Running Forth Unikernels - eyberg
https://nanovms.com/dev/tutorials/running-forth-unikernels
======
mjevans
It really depends on your Forth environment. The language is a great one for
bootstrapping an operating environment since a small blob can define basic
routines and building blocks for more complicated operations.

The language is a dynamic synthesis of incremental compiler and Basic
Input/Output System where more generic and cross implementation concepts can
be added or re-defined.

[https://en.wikipedia.org/wiki/Forth_(programming_language)](https://en.wikipedia.org/wiki/Forth_\(programming_language\))

Skimming this I don't see any actual reference to a standard method for
accessing a filesystem, I suppose in cases where a filesystem is relevant
there'd either need to be a driver for that written in native forth, or a host
operating system which could be called via a syscall of somekind.

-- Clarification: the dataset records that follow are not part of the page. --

PR #4726, opened 2019-05-16
fix(select): Fixes arrow direction on select focused state

### LINKED ISSUE #4618: [Select] After choosing an element in mdc-select the arrow still points to the top

1.1.1

All

### What OS are you using?

Ubuntu

> 1. Go to https://codepen.io/anon/pen/mgxvKR
> 2. Choose an item
> 3. You can see the arrow is still pointing to the top

the arrow should be depended to the visibility of the menu (options) and not the focus status of the select element.

The arrow is pointing to the down.
Screenshot from 2019-04-17 21-28-10

abhiomkar:
#### Before
image

#### After

image

Introduced `handleMenuOpened` & `handleMenuClosed` foundation methods to listen to menu lifecycle events.

Fixes #4618


packages/mdc-select/README.md
```diff
@@ -372,6 +372,7 @@ well as interaction targets. See [here](icon/) for more information on using ico
 | `mdc-select__menu` | Mandatory when using the enhanced select. This class should be placed on the `mdc-menu` element within the `mdc-select` element. |
 | `mdc-select__dropdown-icon` | Mandatory. Should be placed on an `i` element within the `mdc-select` element. Used for the dropdown arrow svg and animation.
 | `mdc-select__icon` | Optional. Should be placed on an `i` or `svg` element within the `mdc-select` element. Used for the leading icon.
+| `mdc-select--activated` | Optional. Styles the activated state of select. This class will be added automatically when menu is opened.
```
moog16: I think the correct term here according to the [spec](https://material.io/design/interaction/states.html#selected) is --selected instead of --activated.

packages/mdc-select/component.ts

I expect Forth to be used in different contexts, but mostly in this order:
extremely low level (high performance in L1 cache execution), early boot (a
slower / read only FS driver is fine), or toy / experiment / prototyping
(syscalls might be good enough). Anything else can probably afford to be
written in a more easily maintained language.

One benefit of the early boot context is that, in theory, a minimal
compatibility standard could be written and one 'interpreted' (hooks on to the
definitions of functions already in the context stack) driver could function
on vastly different hardware as long as it didn't actually use native
assembly.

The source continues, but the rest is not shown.